## WHAT IS BEING ASKED
Show each line of the data below that has the string "final" in it.

Collected data entries:
--------
PR #1819, opened 2016-05-25
Don't use the broken GlStateManager #pushAttrib / #popAttrib.

Lordmau5:
Fixes rendering issues with not just FFS, but potentially even other mods :P
(Also includes me removing every pushAttrib / popAttrib from my mod)

Chatlog regarding this from #simplymodding:
http://pastebin.com/fqTFrGrN

### DIFF
--- a/src/main/scala/li/cil/oc/client/gui/Assembler.scala
+++ b/src/main/scala/li/cil/oc/client/gui/Assembler.scala
@@ -55,7 +55,7 @@ class Assembler(playerInventory: InventoryPlayer, val assembler: tileentity.Asse
   }
 
   override def drawSecondaryForegroundLayer(mouseX: Int, mouseY: Int) = {
-    GlStateManager.pushAttrib()
+    //GlStateManager.pushAttrib()
     if (!inventoryContainer.isAssembling) {
       val message =
         if (!inventoryContainer.getSlot(0).getHasStack) {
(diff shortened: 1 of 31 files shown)


fnuecke:
Sooo this part of GlStateManager is utterly broken to the point of unusability? Why am I not really surprised...

Is that also true for 1.8.9?

Lordmau5:
Glad you brought this up!
It is, indeed, also present in 1.8.9.
I didn't check 1.8.9 though in regards to my OverlayRenderer.

Image

//Ninjaedit:
Funnily enough, I don't have any attrib code in my OverlayRenderer in 1.8.9, but it still happens since it's in your renderers:P

fnuecke:
OK, thanks for checking! I'll probably replace them with a helper method in (OC's) `RenderState` or so, which for now just does nothing. Just to avoid having to track down all the places again should it start working with the `GlStateManager` because they start to push/pop the cache, too :P

fnuecke:
Allrighty, should be fixed via [726aa361 (1.8.9)](https://github.com/MightyPirates/OpenComputers/commit/726aa3616437cf2c2804f57cb013c7cd572473d8) / [5624b881 (1.9.4)](https://github.com/MightyPirates/OpenComputers/commit/5624b88151e6aa03abac10b2f5629579a9122945). Let me know if it isn't.
Thanks again for letting me know!

Lordmau5:
Can confirm, it is fixed! :)
Image

PR #1842, opened 2016-06-02
Faster serialization library with additional features

IgorTimofeev:
Hi. I recently discovered that strings concatenation in Lua does not work as fast as table.concat(), so I decided to write a new library for table serialization and add a few necessary (by my opinion) features - saving serialized tables to files and reading them from a file. There's also possibility of "pretty look" serialization, and user also can specify indentation width, and use a tab character instead of a whitespace:

The screenshot below shows a speed comparison of the old and new algorithms.

Of course, you may have your own requirements for such things, but adding them is not a problem. Here is link to the source code, if you're interested in it:
[https://github.com/IgorTimofeev/OpenComputers/blob/master/lib/serialization.lua](url)


LizzyTrickster:
you appear to have made a PR between two branches in OC's own repo and not from yours to OCs, you might want to try again

IgorTimofeev:
@LizzyTrickster Sorry, will try again.

PR #1843, opened 2016-06-02
Faster serialization library

IgorTimofeev:
Hi. I recently discovered that strings concatenation in Lua does not work as fast as table.concat(), so I decided to write a new library for table serialization and add a few necessary (by my opinion) features - saving serialized tables to files and reading them from a file. There's also possibility of "pretty look" serialization, and user also can specify indentation width, and use a tab character instead of a whitespace:

The screenshot below shows a speed comparison of the old and new algorithms:

Of course, you may have your own requirements for such things, but adding them is not a problem. Gist link: https://gist.github.com/IgorTimofeev/2162dd3db8455a75a27c20c8442844fd


payonel:
I like what you're doing here. Let me test this tonight and then give some feedback.

payonel:
also, feel free to share any other test files you have written for this, e.g. on gist. And remove the comment section "playground" out of this file (i.e. update this PR), and put it in a gist and share a link here, thanks.

src/main/resources/assets/opencomputers/loot/openos/lib/serialization.lua
```diff
@@ -1,134 +1,160 @@
...
+			local file = io.open(path, "r")
+			local data = serialization.unserialize(file:read("*a"))
+			file:close()
+			return data
+		end
+	else
+		error("\"" .. path .. "\" doesn't exists")
+	end
+end
+
```
payonel: remove playground section, please. please feel free to share tests via gists and give links to those gists in the pr discussion.

src/main/resources/assets/opencomputers/loot/openos/lib/serialization.lua
```diff
@@ -1,134 +1,160 @@
...
+-- print("Done.")
+-- print("Saving to file...")
+-- serialization.serializeToFile("serializationTest.lua", sampleTable, true)
+-- print("Done.")
+-- print("Loading from file...")
+-- serialization.unserializeFromFile("serializationTest.lua")
+-- print("Done.")
+
+----------------------------------------------------------------------------------------------------------------------
+
```
payonel: Remove this comment playground section, please. Feel free to share tests via gists and give links to those gists in the pr discussion.

IgorTimofeev:
@payonel No problem, gist link added, comments removed.

payonel:
leaving some comments inline with the code. If we agree on a final PR, I'd like you to squash all commits in this PR into a single commit and then force push to the branch to update this PR. But -- wait on that, let's keep the history for the discussion's sake.

src/main/resources/assets/opencomputers/loot/openos/lib/serialization.lua
```diff
@@ -1,134 +1,93 @@
...
+	table.remove(text, (prettyLook and #text - 1 or #text))
+	table.insert(text, (prettyLook and oldIndentationSymbol or nil))
+	table.insert(text, "}")
+	return text
+end
+
+------------------------------------------------- Public methods -----------------------------------------------------------------
+
+function serialization.serialize(array, prettyLook, indentationWidth, indentUsingTabs)
+	checkArg(1, array, "table")
```
payonel, line 49: it is good to keep the first two args compatible with existing user scripts. That said, let's keep the name of the first argument "value" and I don't see why serialize needs to checkArg that the 1st param is a table, doSerialize doesn't care. Also, consider not using an args list for indentationWidth and indentUsingTabs, consider using a hash of args (typically called options). Why? because when order doesn't matter and all of the args are optional (i.e. can be nil) it is best a hash.

_EDIT_

I have given this more thought, not final, but better

```
function serialization.serialize(value, options)
  if type(options) == "boolean" or options == nil then
    options = { pretty = options and 10 or nil }
  elseif type(options) == "number" then
    options = { pretty = options }
  end
  -- ... 
end
```

src/main/resources/assets/opencomputers/loot/openos/lib/serialization.lua
```diff
@@ -1,134 +1,93 @@
...
-    end
-    if truncate then
-      return result:sub(1, truncate) .. "..."
-    end
-  end
-  return result
+------------------------------------------------- Private methods -----------------------------------------------------------------
+
+local function doSerialize(array, text, prettyLook, indentationSymbol, oldIndentationSymbol, equalsSymbol)
+	text = {"{"}
```
payonel, line 8: we should consider supporting legacy usage of `pretty` which can be a number as well. When a number, it indicated the length of the serialized string output -- truncating and appending ... when reached.

src/main/resources/assets/opencomputers/loot/openos/lib/serialization.lua
```diff
@@ -1,134 +1,93 @@
...
+	return text
+end
+
+------------------------------------------------- Public methods -----------------------------------------------------------------
+
+function serialization.serialize(array, prettyLook, indentationWidth, indentUsingTabs)
+	checkArg(1, array, "table")
+	indentationWidth = indentationWidth or 2
+	local indentationSymbol = indentUsingTabs and "	" or " "
+	indentationSymbol, indentationSymbolHalf = string.rep(indentationSymbol, indentationWidth)
```
payonel, line 52: I'm checking this code via browser, not with an editor, nor have I tested. But -- is that " "(space) or " "(space) ? Is "\t" what you meant? Also, what is indentationSymbolHalf used for here? string.rep only returns 1 value. Also, if the user sends using tabs true and width 4, is that 4 tabs? Is that what we want?

src/main/resources/assets/opencomputers/loot/openos/lib/serialization.lua
```diff
@@ -1,134 +1,93 @@
...
+	return table.concat(doSerialize(array, {}, prettyLook, indentationSymbol, "", prettyLook and " = " or "="))
+end
```
payonel, line 54: doSerialize is a private method, so it's signature is of less concern to me. consider options hash as well, but, I'm less picky with private(local) methods.

src/main/resources/assets/opencomputers/loot/openos/lib/serialization.lua
```diff
@@ -1,134 +1,93 @@
...
+
+function serialization.serializeToFile(path, array, prettyLook, indentationWidth, indentUsingTabs, appendToFile)
+	checkArg(1, path, "string")
+	checkArg(2, array, "table")
+	filesystem.makeDirectory(filesystem.path(path) or "")
+	local file = io.open(path, appendToFile and "a" or "w")
+	file:write(serialization.serialize(array, prettyLook, indentationWidth, indentUsingTabs))
+	file:close()
 end
```
payonel, line 69: I don't think this method is what we want, but a similar feature is not a bad idea.

Path shouldn't be the first argument, but given the optional trailing arguments, I understand the predicament. There are few things to consider with this method. Because you are building the entire string (doSerialize) and  then writing to file, you are not saving the user any memory or performance costs. It would be best to let the filesystem handle the buffering and write one element of the table at a time. Consider having doSerialize return the table of strings, and write to file one segment at a time. With that change, you can have serialize concat the table itself before returning.
Also, this method shouldn't be trying to share feature space with open mode (i.e. you're asking for the open mode). The user should just pass the filehandle.
serialization.serialize(value, options)
...

```
if options.output then
  for _,segment in ipairs(result) do
    options.output:write(segment)
  end
else
  return table.concat(result)
end
```

I need to give this more thought. I'm not sure I have the best solution yet.

src/main/resources/assets/opencomputers/loot/openos/lib/serialization.lua
```diff
@@ -1,134 +1,93 @@
...
+		else
+			local file = io.open(path, "r")
+			local data = serialization.unserialize(file:read("*a"))
+			file:close()
+			return data
+		end
+	else
+		error("\"" .. path .. "\" doesn't exists")
+	end
 end
```
payonel, line 85: like my comment on serializeToFile, we should consider overloading unserialize to take a stream to read from. I will give this more thought and consult with fellow developers smarter than myself.

payonel, line 85: I gave unserialize a bit more thought, i think unserialize should just take a string (current) or a table (any stream object that supports read)

fnuecke:
Thanks for sharing! Looks like a nice speedup.

I'm not a fan of the serialization lib requiring the filesystem though, in that regard I'd support payonel's suggestions of those taking streams instead (or get rid of them altogether).

payonel:
closing in favor of #2514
--------
## TASK OUTPUT
leaving some comments inline with the code. If we agree on a final PR, I'd like you to squash all commits in this PR into a single commit and then force push to the branch to update this PR. But -- wait on that, let's keep the history for the discussion's sake.
I have given this more thought, not final, but better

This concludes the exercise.